Elle réduit ensuite l'aléa. En s'engageant par étapes, le repreneur découvre l'entreprise de l'intérieur avant de renforcer sa position. Il valide ses hypothèses, mesure la réalité de l'exploitation et ajuste sa trajectoire. Le cédant, de son côté, accompagne la transition et observe la capacité du repreneur à s'inscrire dans la durée.
La montée progressive transforme la reprise en un chemin partagé, où chaque étape confirme la précédente avant d'engager la suivante.
Cette approche par paliers atténue le risque pour les deux parties. Elle laisse le temps à la confiance de s'installer, aux résultats de se confirmer et au financement de se déployer au rythme de la performance plutôt que sur la seule foi de projections initiales.
Aligner les intérêts cédant-repreneur
Le cœur d'un WIBO réussi réside dans l'alignement des intérêts. Tant que le cédant conserve une part du capital, il demeure partie prenante de la réussite de l'entreprise. Sa présence au capital le maintient concerné par les résultats, ce qui sécurise la période de transition et favorise la transmission réelle du savoir-faire et des relations clés.
Cet alignement se construit autour de quelques principes.
- Une trajectoire de montée au capital clairement définie et partagée dès l'origine.
- Un partage des responsabilités qui évolue à mesure que le repreneur prend ses marques.
- Une transmission organisée du réseau, des savoir-faire et de la culture de l'entreprise.
Quand les intérêts convergent, la transition se déroule dans un climat de coopération. Le cédant a intérêt à ce que le repreneur réussisse, puisque sa propre sortie et la valeur de sa participation résiduelle en dépendent. Cette communauté d'intérêt constitue la meilleure garantie d'une passation réussie.
Sécuriser les étapes
Un montage progressif ne s'improvise pas : sa robustesse tient à la clarté des règles fixées au départ. Chaque étape de montée au capital doit être encadrée par des modalités précises, connues des deux parties, afin d'éviter les malentendus au moment où ils coûteraient le plus cher.
Plusieurs éléments méritent une attention particulière. Les conditions de passage d'un palier au suivant, d'abord, qui gagnent à être reliées à des repères objectifs. Les modalités de gouvernance ensuite, qui organisent le partage des décisions durant la phase de cohabitation. Enfin, les hypothèses de sortie anticipée, qui protègent l'une et l'autre partie si la trajectoire prévue devait être révisée.
Cette sécurisation juridique et financière est déterminante. Elle transforme une intention commune en un cadre opposable, capable de résister aux inévitables aléas d'une entreprise vivante. C'est ici que l'accompagnement d'un conseil rompu aux montages de reprise prend toute sa valeur, en anticipant les scénarios plutôt qu'en les subissant.

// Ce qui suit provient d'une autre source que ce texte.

Issue #1578, opened 2019-11-01
Optimize etcd encryption handling


rfranzke:
With https://github.com/gardener/gardener/pull/1066 we have introduced etcd encryption for shoot clusters. Today, in order to activate the encryption for new shoot clusters we require two reconciliation flows. In the first flow the encryption configuration is created but set to inactivate, and only in the second flow it's made active. However, it would be possible to combine that into one flow, at least for new shoots (for existing shoots we should keep it as it is).

Also, we should parallelize the secret rewriting in the shoot cluster in case the etcd encryption config has changed. This has already been done with https://github.com/gardener/gardener/pull/1391 but was reverted with 8420df1a0a02151bd14966057eae760d42d52773 due to instabilities. Let's fix them and reintroduce it.

rfranzke:
#2084 fixed the first part of this issue, so only the parallel re-writing of secrets is open now.
@plkokanov any plans for the implementation?

PR #2084, opened 2020-03-23
Persist etcd encryption in shootstate

plkokanov:
This PR makes it so that ETCD encryption data is generated and saved in the shoot state and can then be used to generate and  deploy an ETCD encryption secret.

Fixes first part of #1578
Part of #1631 

**Release note**:

```improvement operator
ETCD encryption data is persisted in the ShootState
```

### DIFF
--- a/pkg/gardenlet/controller/shoot/shoot_control_reconcile.go
+++ b/pkg/gardenlet/controller/shoot/shoot_control_reconcile.go
@@ -98,7 +98,7 @@ func (c *Controller) runReconcileShootFlow(o *operation.Operation, operationType
 			Name: "Syncing shoot cluster information to seed",
 			Fn:   flow.TaskFn(botanist.SyncClusterResourceToSeed).RetryUntilTimeout(defaultInterval, defaultTimeout),
 		})
-		_ = g.Add(flow.Task{
+		ensureShootStateExists = g.Add(flow.Task{
 			Name: "Ensuring that ShootState exists",
 			Fn:   flow.TaskFn(botanist.EnsureShootStateExists).RetryUntilTimeout(defaultInterval, defaultTimeout),
 		})
@@ -195,22 +195,23 @@ func (c *Controller) runReconcileShootFlow(o *operation.Operation, operationType
 		generateEncryptionConfigurationMetaData = g.Add(flow.Task{
 			Name:         "Generating etcd encryption configuration",
 			Fn:           flow.TaskFn(botanist.GenerateEncryptionConfiguration).DoIf(enableEtcdEncryption),
-			Dependencies: flow.NewTaskIDs(deployNamespace),
+			Dependencies: flow.NewTaskIDs(deployNamespace, ensureShootStateExists),
 		})
 		persistETCDEncryptionConfiguration = g.Add(flow.Task{
 			Name:         "Persisting etcd encryption configuration in ShootState",
 			Fn:           flow.TaskFn(botanist.PersistEncryptionConfiguration).DoIf(enableEtcdEncryption),
-			Dependencies: flow.NewTaskIDs(deployNamespace, generateEncryptionConfigurationMetaData),
+			Dependencies: flow.NewTaskIDs(deployNamespace, ensureShootStateExists, generateEncryptionConfigurationMetaData),
 		})
+		// TODO: This can be removed in a future version once all etcd encryption configuration secrets have been cleaned up.
 		_ = g.Add(flow.Task{
 			Name:         "Removing old etcd encryption configuration secret from garden cluster",
 			Fn:           flow.TaskFn(botanist.RemoveOldETCDEncryptionSecretFromGardener),
-			Dependencies: flow.NewTaskIDs(generateEncryptionConfigurationMetaData),
+			Dependencies: flow.NewTaskIDs(persistETCDEncryptionConfiguration),
 		})
 		createOrUpdateETCDEncryptionConfiguration = g.Add(flow.Task{
 			Name:         "Applying etcd encryption configuration",
 			Fn:           flow.TaskFn(botanist.ApplyEncryptionConfiguration).DoIf(enableEtcdEncryption),
-			Dependencies: flow.NewTaskIDs(deployNamespace, generateEncryptionConfigurationMetaData, persistETCDEncryptionConfiguration),
+			Dependencies: flow.NewTaskIDs(deployNamespace, ensureShootStateExists, generateEncryptionConfigurationMetaData, persistETCDEncryptionConfiguration),
 		})
 		deployKubeAPIServer = g.Add(flow.Task{
 			Name:         "Deploying Kubernetes API server",
@@ -240,7 +241,7 @@ func (c *Controller) runReconcileShootFlow(o *operation.Operation, operationType
 		_ = g.Add(flow.Task{
 			Name:         "Rewriting Shoot secrets if EncryptionConfiguration has changed",
 			Fn:           flow.TaskFn(botanist.RewriteShootSecretsIfEncryptionConfigurationChanged).DoIf(enableEtcdEncryption && !o.Shoot.HibernationEnabled).RetryUntilTimeout(defaultInterval, 15*time.Minute),
-			Dependencies: flow.NewTaskIDs(initializeShootClients, createOrUpdateETCDEncryptionConfiguration),
+			Dependencies: flow.NewTaskIDs(initializeShootClients, ensureShootStateExists, createOrUpdateETCDEncryptionConfiguration),
 		})
 		_ = g.Add(flow.Task{
 			Name:         "Deploying Kubernetes scheduler",
--- a/pkg/gardenlet/controller/shoot/shoot_control_reconcile.go
+++ b/pkg/gardenlet/controller/shoot/shoot_control_reconcile.go
@@ -192,15 +192,30 @@ func (c *Controller) runReconcileShootFlow(o *operation.Operation, operationType
 			Fn:           flow.TaskFn(botanist.WaitUntilControlPlaneReady),
 			Dependencies: flow.NewTaskIDs(deployControlPlane),
 		})
-		createOrUpdateEtcdEncryptionConfiguration = g.Add(flow.Task{
+		generateEncryptionConfigurationMetaData = g.Add(flow.Task{
+			Name:         "Generating etcd encryption configuration",
+			Fn:           flow.TaskFn(botanist.GenerateEncryptionConfiguration).DoIf(enableEtcdEncryption),
+			Dependencies: flow.NewTaskIDs(deployNamespace),
+		})
+		persistETCDEncryptionConfiguration = g.Add(flow.Task{
+			Name:         "Persisting etcd encryption configuration in ShootState",
+			Fn:           flow.TaskFn(botanist.PersistEncryptionConfiguration).DoIf(enableEtcdEncryption),
+			Dependencies: flow.NewTaskIDs(deployNamespace, generateEncryptionConfigurationMetaData),
+		})
+		_ = g.Add(flow.Task{
+			Name:         "Removing old etcd encryption configuration secret from garden cluster",
+			Fn:           flow.TaskFn(botanist.RemoveOldETCDEncryptionSecretFromGardener),
+			Dependencies: flow.NewTaskIDs(generateEncryptionConfigurationMetaData),
+		})
+		createOrUpdateETCDEncryptionConfiguration = g.Add(flow.Task{
 			Name:         "Applying etcd encryption configuration",
 			Fn:           flow.TaskFn(botanist.ApplyEncryptionConfiguration).DoIf(enableEtcdEncryption),
-			Dependencies: flow.NewTaskIDs(deployNamespace),
+			Dependencies: flow.NewTaskIDs(deployNamespace, generateEncryptionConfigurationMetaData, persistETCDEncryptionConfiguration),
 		})
 		deployKubeAPIServer = g.Add(flow.Task{
 			Name:         "Deploying Kubernetes API server",
 			Fn:           flow.TaskFn(botanist.DeployKubeAPIServer).RetryUntilTimeout(defaultInterval, defaultTimeout),
-			Dependencies: flow.NewTaskIDs(deploySecrets, deployETCD, waitUntilEtcdReady, waitUntilKubeAPIServerServiceIsReady, waitUntilControlPlaneReady, createOrUpdateEtcdEncryptionConfiguration).InsertIf(!staticNodesCIDR, waitUntilInfrastructureReady),
+			Dependencies: flow.NewTaskIDs(deploySecrets, deployETCD, waitUntilEtcdReady, waitUntilKubeAPIServerServiceIsReady, waitUntilControlPlaneReady, createOrUpdateETCDEncryptionConfiguration).InsertIf(!staticNodesCIDR, waitUntilInfrastructureReady),
 		})
 		waitUntilKubeAPIServerIsReady = g.Add(flow.Task{
 			Name:         "Waiting until Kubernetes API server reports readiness",
@@ -225,7 +240,7 @@ func (c *Controller) runReconcileShootFlow(o *operation.Operation, operationType
 		_ = g.Add(flow.Task{
 			Name:         "Rewriting Shoot secrets if EncryptionConfiguration has changed",
 			Fn:           flow.TaskFn(botanist.RewriteShootSecretsIfEncryptionConfigurationChanged).DoIf(enableEtcdEncryption && !o.Shoot.HibernationEnabled).RetryUntilTimeout(defaultInterval, 15*time.Minute),
-			Dependencies: flow.NewTaskIDs(initializeShootClients, createOrUpdateEtcdEncryptionConfiguration),
+			Dependencies: flow.NewTaskIDs(initializeShootClients, createOrUpdateETCDEncryptionConfiguration),
 		})
 		_ = g.Add(flow.Task{
 			Name:         "Deploying Kubernetes scheduler",
--- a/pkg/operation/botanist/etcdencryption.go
+++ b/pkg/operation/botanist/etcdencryption.go
@@ -22,7 +22,7 @@ import (
 	gardencorev1alpha1 "github.com/gardener/gardener/pkg/apis/core/v1alpha1"
 	gardencorev1alpha1helper "github.com/gardener/gardener/pkg/apis/core/v1alpha1/helper"
 	"github.com/gardener/gardener/pkg/operation/common"
-	encryptionconfiguration "github.com/gardener/gardener/pkg/operation/etcdencryption"
+	"github.com/gardener/gardener/pkg/operation/etcdencryption"
 	"github.com/gardener/gardener/pkg/utils"
 	"github.com/gardener/gardener/pkg/utils/infodata"
 	kutil "github.com/gardener/gardener/pkg/utils/kubernetes"
@@ -47,43 +47,25 @@ func (b *Botanist) GenerateEncryptionConfiguration(ctx context.Context) error {
 		secret = nil
 	}
 
-	gardenerResourceList := gardencorev1alpha1helper.GardenerResourceDataList(b.ShootState.Spec.Gardener)
-	etcdEncryption, err := encryptionconfiguration.GetETCDEncryptionConfig(gardenerResourceList)
-	if err != nil {
-		return err
-	}
-
-	if etcdEncryption == nil {
-		etcdEncryption, err = generateETCDEncryption(secret)
+	if b.Shoot.ETCDEncryption == nil {
+		var err error
+		b.Shoot.ETCDEncryption, err = generateETCDEncryption(secret)
 		if err != nil {
 			return err
 		}
 	}
 
-	forcePlainTextSecrets := kutil.HasMetaDataAnnotation(secret, common.EtcdEncryptionForcePlaintextAnnotationName, "true")
-	etcdEncryption.SetForcePlainTextResources(forcePlainTextSecrets)
+	if secret != nil {
+		forcePlainTextSecrets := kutil.HasMetaDataAnnotation(secret, common.EtcdEncryptionForcePlaintextAnnotationName, "true")
+		b.Shoot.ETCDEncryption.SetForcePlainTextResources(forcePlainTextSecrets)
+	}
 
-	b.Shoot.ETCDEncryption = etcdEncryption
 	return nil
 }
 
 // PersistEncryptionConfiguration adds the encryption configuration to the ShootState.
 func (b *Botanist) PersistEncryptionConfiguration(ctx context.Context) error {
-	shootState := &gardencorev1alpha1.ShootState{ObjectMeta: kutil.ObjectMeta(b.Shoot.Info.Namespace, b.Shoot.Info.Name)}
-	if _, err := controllerutil.CreateOrUpdate(ctx, b.K8sGardenClient.Client(), shootState, func() error {
-		gardenerResourceList := gardencorev1alpha1helper.GardenerResourceDataList(b.ShootState.Spec.Gardener)
-		err := infodata.UpsertInfoData(&gardenerResourceList, common.ETCDSecretsEncryptionConfigDataName, b.Shoot.ETCDEncryption)
-		if err != nil {
-			return err
-		}
-		shootState.Spec.Gardener = gardenerResourceList
-		return nil
-	}); err != nil {
-		return err
-	}
-
-	b.ShootState = shootState
-	return nil
+	return b.persistEncryptionConfigInShootState(ctx)
 }
 
 // ApplyEncryptionConfiguration creates or updates a secret on the Seed
@@ -94,20 +76,16 @@ func (b *Botanist) ApplyEncryptionConfiguration(ctx context.Context) error {
 		secret = &corev1.Secret{ObjectMeta: kutil.ObjectMeta(b.Shoot.SeedNamespace, common.EtcdEncryptionSecretName)}
 		conf   *apiserverconfigv1.EncryptionConfiguration
 	)
-	encryptionData, err := encryptionconfiguration.GetETCDEncryptionConfig(b.ShootState.Spec.Gardener)
-	if err != nil {
-		return err
-	}
-	if encryptionData == nil {
+	if b.Shoot.ETCDEncryption == nil {
 		return errors.New("Could not find etcd encryption configuration in ShootState")
 	}
 
-	conf = encryptionconfiguration.NewEncryptionConfiguration(encryptionData)
-	_, err = controllerutil.CreateOrUpdate(ctx, b.K8sSeedClient.Client(), secret, func() error {
-		if encryptionData.ForcePlainTextResources {
+	conf = etcdencryption.NewEncryptionConfiguration(b.Shoot.ETCDEncryption)
+	_, err := controllerutil.CreateOrUpdate(ctx, b.K8sSeedClient.Client(), secret, func() error {
+		if b.Shoot.ETCDEncryption.ForcePlainTextResources {
 			kutil.SetMetaDataAnnotation(secret, common.EtcdEncryptionForcePlaintextAnnotationName, "true")
 		}
-		return encryptionconfiguration.UpdateSecret(secret, conf)
+		return etcdencryption.UpdateSecret(secret, conf)
 	})
 	if err != nil {
 		return err
@@ -140,7 +118,7 @@ func (b *Botanist) RemoveOldETCDEncryptionSecretFromGardener(ctx context.Context
 }
 
 func confChecksum(conf *apiserverconfigv1.EncryptionConfiguration) (string, error) {
-	data, err := encryptionconfiguration.Write(conf)
+	data, err := etcdencryption.Write(conf)
 	if err != nil {
 		return "", err
 	}
@@ -152,13 +130,7 @@ func confChecksum(conf *apiserverconfigv1.EncryptionConfiguration) (string, erro
 // encryption configuration changed. Rewriting here means that a patch request is sent that forces
 // the etcd to encrypt them with the new configuration.
 func (b *Botanist) RewriteShootSecretsIfEncryptionConfigurationChanged(ctx context.Context) error {
-	gardenerResourceList := gardencorev1alpha1helper.GardenerResourceDataList(b.ShootState.Spec.Gardener)
-	etcdEncryption, err := encryptionconfiguration.GetETCDEncryptionConfig(gardenerResourceList)
-	if err != nil {
-		return err
-	}
-
-	if !etcdEncryption.RewriteResources {
+	if !b.Shoot.ETCDEncryption.RewriteResources {
 		return nil
 	}
 
@@ -194,21 +166,8 @@ func (b *Botanist) RewriteShootSecretsIfEncryptionConfigurationChanged(ctx conte
 	}
 	b.Logger.Info("Successfully removed all added secret labels in the shoot after etcd encryption config changed")
 
-	etcdEncryption.RewriteResources = false
-	if err = infodata.UpsertInfoData(&gardenerResourceList, common.ETCDSecretsEncryptionConfigDataName, etcdEncryption); err != nil {
-		return err
-	}
-
-	shootState := &gardencorev1alpha1.ShootState{ObjectMeta: kutil.ObjectMeta(b.Shoot.Info.Namespace, b.Shoot.Info.Name)}
-	if _, err = controllerutil.CreateOrUpdate(ctx, b.K8sGardenClient.Client(), shootState, func() error {
-		shootState.Spec.Gardener = gardenerResourceList
-		return nil
-	}); err != nil {
-		return err
-	}
-
-	b.ShootState = shootState
-	return nil
+	b.Shoot.ETCDEncryption.RewriteResources = false
+	return b.persistEncryptionConfigInShootState(ctx)
 }
 
 func (b *Botanist) updateShootLabelsForEtcdEncryption(ctx context.Context, labelRequirement *labels.Requirement, mutateLabelsFunc func(m metav1.Object)) []error {
@@ -230,8 +189,25 @@ func (b *Botanist) updateShootLabelsForEtcdEncryption(ctx context.Context, label
 	return errorList
 }
 
-func generateETCDEncryption(secret *corev1.Secret) (*encryptionconfiguration.ETCDEncryptionConfig, error) {
-	encryptionConfig := &encryptionconfiguration.ETCDEncryptionConfig{}
+func (b *Botanist) persistEncryptionConfigInShootState(ctx context.Context) error {
+	shootState := &gardencorev1alpha1.ShootState{ObjectMeta: kutil.ObjectMeta(b.Shoot.Info.Namespace, b.Shoot.Info.Name)}
+	if _, err := controllerutil.CreateOrUpdate(ctx, b.K8sGardenClient.Client(), shootState, func() error {
+		gardenerResourceList := gardencorev1alpha1helper.GardenerResourceDataList(b.ShootState.Spec.Gardener)
+		if err := infodata.UpsertInfoData(&gardenerResourceList, common.ETCDEncryptionConfigDataName, b.Shoot.ETCDEncryption); err != nil {
+			return err
+		}
+		shootState.Spec.Gardener = gardenerResourceList
+		return nil
+	}); err != nil {
+		return err
+	}
+
+	b.ShootState = shootState
+	return nil
+}
+
+func generateETCDEncryption(secret *corev1.Secret) (*etcdencryption.EncryptionConfig, error) {
+	encryptionConfig := &etcdencryption.EncryptionConfig{}
 	if secret != nil {
 		if err := encryptionConfig.AddEncryptionKeyFromSecret(secret); err != nil {
 			return nil, err
--- a/pkg/operation/botanist/etcdencryption.go
+++ b/pkg/operation/botanist/etcdencryption.go
@@ -16,14 +16,15 @@ package botanist
 
 import (
 	"context"
-	"crypto/rand"
+	"errors"
 	"fmt"
-	"time"
 
-	gardencorev1beta1 "github.com/gardener/gardener/pkg/apis/core/v1beta1"
+	gardencorev1alpha1 "github.com/gardener/gardener/pkg/apis/core/v1alpha1"
+	gardencorev1alpha1helper "github.com/gardener/gardener/pkg/apis/core/v1alpha1/helper"
 	"github.com/gardener/gardener/pkg/operation/common"
 	encryptionconfiguration "github.com/gardener/gardener/pkg/operation/etcdencryption"
 	"github.com/gardener/gardener/pkg/utils"
+	"github.com/gardener/gardener/pkg/utils/infodata"
 	kutil "github.com/gardener/gardener/pkg/utils/kubernetes"
 
 	corev1 "k8s.io/api/core/v1"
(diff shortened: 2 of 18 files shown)


pkg/operation/botanist/etcdencryption.go
```diff
@@ -36,85 +38,197 @@ import (
...
 )
 
-// ApplyEncryptionConfiguration creates or updates a secret on the Seed
-// which contains the encryption configuration that is necessary to encrypt the
-// Kubernetes secrets in etcd.
-//
-// To mitigate data loss to a certain degree, the secret is also synced to the Garden cluster.
-func (b *Botanist) ApplyEncryptionConfiguration(ctx context.Context) error {
-	if err := b.syncEncryptionConfigurationFromGardenCluster(ctx); err != nil {
+// SyncEncryptionConfiguration syncs an already generated etcd encryptio	n configuration secret to the shootstate
```
danielfoehrKn:
```suggestion
// SyncEncryptionConfiguration syncs an already generated etcd encryption configuration secret to the shootstate
```

pkg/operation/botanist/etcdencryption.go
```diff
@@ -36,85 +38,197 @@ import (
...
+// TODO: This step can be removed in the future, once all shoots have started using the shoot state to persist resources.
+func (b *Botanist) SyncEncryptionConfiguration(ctx context.Context) error {
+	secret := &corev1.Secret{ObjectMeta: kutil.ObjectMeta(b.Shoot.SeedNamespace, common.EtcdEncryptionSecretName)}
+	err := b.K8sSeedClient.Client().Get(ctx, kutil.KeyFromObject(secret), secret)
```
danielfoehrKn: The secret is always read even though it is not required if encryptionKey != nil && secretsEncryptionState != nil

pkg/operation/botanist/etcdencryption.go
```diff
@@ -36,85 +38,197 @@ import (
...
+	_, err = controllerutil.CreateOrUpdate(ctx, b.K8sGardenClient.Client(), shootState, func() error {
+		gardenerResourceDataList := gardencorev1alpha1helper.GardenerResourceDataList(shootState.Spec.Gardener)
+		forcePlaintextSecrets := kutil.HasMetaDataAnnotation(secret, common.EtcdEncryptionForcePlaintextAnnotationName, "true")
+		encryptionStateInfoData, err := infodata.GetInfoData(gardenerResourceDataList, common.ETCDSecretsEncryptionStateName)
+		if err != nil {
+			return err
+		}
+		etcdEncryptionState, ok := encryptionStateInfoData.(*encryptionconfiguration.ETCDEncryptionState)
+		if !ok {
+			return fmt.Errorf("Could not convert GardenerResourceData entry %s to encryptionconfiguration.ETCDEncryptionState", common.ETCDSecretsEncryptionStateName)
```
danielfoehrKn:
```suggestion
			return fmt.Errorf("could not convert GardenerResourceData entry %s to encryptionconfiguration.ETCDEncryptionState", common.ETCDSecretsEncryptionStateName)
```

pkg/operation/botanist/etcdencryption.go
```diff
@@ -36,85 +38,197 @@ import (
...
+		}
+		etcdEncryptionState.ForcePlainTextResources = forcePlaintextSecrets
```
danielfoehrKn: Can you help me with the following: forcePlaintextSecrets in the ShootState is only set 
- during the Secrets [rewrite if the checksum changed ](https://github.com/gardener/gardener/blob/753f00bbd5a0745361022aa698faf701c63c3971/pkg/operation/botanist/etcdencryption.go#L279) -> always set to true
- in the migration code when there is no etcdEncryptionState (the marked code) -> calculate from the etcd secret

Who sets the initial checksum on the etcd-encryption-secret & who deploys it initially?

pkg/gardenlet/controller/shoot/shoot_control_reconcile.go
```diff
@@ -190,10 +190,25 @@ func (c *Controller) runReconcileShootFlow(o *operation.Operation, operationType
 			Fn:           flow.TaskFn(botanist.WaitUntilControlPlaneReady),
 			Dependencies: flow.NewTaskIDs(deployControlPlane),
 		})
+		syncETCDEncryptionConfiguration = g.Add(flow.Task{
+			Name:         "Syncing etcd encryption configuration to ShootState",
```
danielfoehrKn: In each function here we are retrieving the ShootState plus sometimes the encryption secret from the seed. Then extract the etcd--enrcyption-key and etcd-encryption-state from the ShootState. 
Then either generate something (key) or take information from the seed secret to update the ShootState.

I do not know if the controller-runtime underneath is caching these calls, but that seems to me like too many of the same request being made here. 
I would try to unify the functions
- Syncing etcd encryption configuration to ShootState
- Syncing force plain text secrets config
- Generating etcd encryption secret
THen only request the seed secret once and update the ShootState once.

pkg/operation/etcdencryption/encryptionconfiguration.go
```diff
@@ -233,3 +217,19 @@ func UpdateSecret(secret *corev1.Secret, conf *apiserverconfigv1.EncryptionConfi
 	secret.Data[common.EtcdEncryptionSecretFileName] = confData
 	return nil
 }
+
+// GetSecretKeyForResources returns the AESCBC key whcih is used to encrypt the resource.
```
danielfoehrKn:
```suggestion
// GetSecretKeyForResources returns the AESCBC key which is used to encrypt the resource.
```

danielfoehrKn (changes requested):
Thanks! I think it would also make sense to point out in the release notes that
- instead of persisting the encryption data in a copy-secret in the Garden, it is now persistet & migrated  into the ShootState


Also: [Method](https://github.com/gardener/gardener/blob/753f00bbd5a0745361022aa698faf701c63c3971/pkg/operation/botanist/etcdencryption.go#L360) is unused

pkg/openapi/openapi_generated.go
```diff
@@ -1375,7 +1375,7 @@ func schema_pkg_apis_core_v1alpha1_ClusterAutoscaler(ref common.ReferenceCallbac
 				Properties: map[string]spec.Schema{
 					"scaleDownDelayAfterAdd": {
 						SchemaProps: spec.SchemaProps{
-							Description: "ScaleDownDelayAfterAdd defines how long after scale up that scale down evaluation resumes (default: 10 mins).",
+							Description: "ScaleDownDelayAfterAdd defines how long after scale up that scale down evaluation resumes (default: 1 hour).",
```
rfranzke: Why do these values change?

pkg/utils/infodata/infodata.go
```diff
@@ -0,0 +1,97 @@
...
+func Unmarshal(entry *gardencorev1alpha1.GardenerResourceData) (InfoData, error) {
+	unmarshaller := GetUnmarshaller(TypeVersion(entry.Type))
+	if unmarshaller == nil {
+		return nil, fmt.Errorf("unknown info data type %q", entry.Type)
+	}
+	data, err := unmarshaller(entry.Data.Raw)
+	if err != nil {
+		return nil, fmt.Errorf("cannot unmarshal data set %q of type %q: %s", entry.Name, entry.Type, err)
+	}
+	return data, err
```
rfranzke:
```suggestion
	return data, nil
```

pkg/utils/infodata/infodata.go
```diff
@@ -0,0 +1,97 @@
...
+}
+
+// GetInfoData retrieves the go representation of an object from the GardenerResourceDataList
+func GetInfoData(resourceDataList gardencorev1alpha1helper.GardenerResourceDataList, name string) (InfoData, error) {
+	resourceData := resourceDataList.Get(name)
+	if resourceData == nil {
+		return nil, nil
```
rfranzke, line 76: Shouldn't this return an error because the provided name was not found?

pkg/utils/infodata/infodata.go
```diff
@@ -0,0 +1,97 @@
...
+ *  Unless required by applicable law or agreed to in writing, software
+ *  distributed under the License is distributed on an "AS IS" BASIS,
+ *  WITHOUT WARRANTIES OR CONDITIONS OF ANY KIND, either express or implied.
+ *  See the License for the specific language governing permissions and
+ *  limitations under the License.
+ *
+ *
+ */
+
+package infodata
```
rfranzke, line 19: Unit tests are missing for the whole package

pkg/operation/etcdencryption/etcdencryptioninfodata.go
```diff
@@ -0,0 +1,67 @@
...
+ *  Unless required by applicable law or agreed to in writing, software
+ *  distributed under the License is distributed on an "AS IS" BASIS,
+ *  WITHOUT WARRANTIES OR CONDITIONS OF ANY KIND, either express or implied.
+ *  See the License for the specific language governing permissions and
+ *  limitations under the License.
+ *
+ *
+ */
+
+package encryptionconfiguration
```
rfranzke: unit tests are missing here

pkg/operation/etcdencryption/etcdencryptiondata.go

À qui s'adresse ce montage
Le WIBO s'adresse en priorité aux repreneurs dont les compétences dépassent la capacité d'apport immédiate. Cadres expérimentés, managers de transition, dirigeants en quête d'une entreprise à conduire : ce montage leur ouvre l'accès à la reprise sans exiger de réunir d'emblée l'intégralité des moyens financiers.
Il convient aussi aux cédants soucieux d'une transmission maîtrisée. Ceux qui souhaitent accompagner leur successeur, préserver la pérennité de leur entreprise et transmettre plus qu'un capital y trouvent un cadre adapté. La progressivité répond à leur préoccupation de continuité autant qu'à leur intérêt patrimonial.
Comme tout montage, le WIBO ne vaut que s'il épouse une situation particulière. Sa pertinence se juge au cas par cas, au regard du profil du repreneur, des attentes du cédant et de la réalité de l'entreprise. Un accompagnement en finance d'entreprise et en reprise-transmission permet d'en apprécier l'opportunité et d'en construire l'architecture.